I just finished Umineko chapter 3 earlier, so I’ll reply to this before continuing any further in case any of the ideas on which my opinions are based get disproved or complicated in chapter 4.
I like Higurashi and Umineko for somewhat different reasons, so I find it hard to directly compare them. Higurashi is partly something I admire for being creatively cruel with its characters while maintaining a story and mystery intricately linked to their suffering. I’ve been spoiled before on part of Higurashi, and while I do regret encountering it at the wrong time and it definitely isn’t something I’d want to be the one to reveal to someone, that spoiler doesn’t actually dissolve the whole mystery. As a result, I respect Higurashi even more for being deep enough in secrets to stand up to such a blow.

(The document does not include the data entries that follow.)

PR #2604, opened 2020-05-01
[WIP] Benchmarking rocket_clean_files() RegexIterator performance

hellofromtonya:
Adds benchmarking code for `rocket_clean_files()` SPL `RegexIterator` performance compared to the `glob()` logic.

Compiled results are found in [this spreadsheet](https://docs.google.com/spreadsheets/d/1lHSzxnbFAjB3Ls08T-Jb4ImbDxA1YAhsNh5LQ3nlWpE/edit?usp=sharing) and individual csv results are in the results folder of this PR.

## Test Environment

- Tested with 30 URLs
- `glob()` and `_rocket_get_entries_regex()` will grab 31 entries which are then sent to `rocket_rrmdir()` for recursive removal
- Cache is created when running the tests
- Cache consists of:
     - 31 root entries:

While Umineko does also have its share of brutality, it doesn’t seem to focus on using that to disturb readers. It instead seems to be trying to ask philosophical questions about truth, logic, narrative, and maybe also experience.
I suppose that if I had to choose, I’d say I like Higurashi a bit better at least for now, for its style of creating mystery and for introducing me to the series; however, Umineko is still rich, from my current vantage point at the end of Ep. 3, in mysteries and meta-mysteries, and I feel like I could easily encounter something that changes my preference.
I personally believe at this point, based on what I’ve seen of it, that all of When They Cry can be thought of as a single “unit” in some way, but I have extremely little idea at this point of just what way that is. I suppose that my main “goal” in experiencing these works is to eventually work out not only the meanings of the mysteries, but also the connections between them, and see what kind of beauty the series as a whole presents.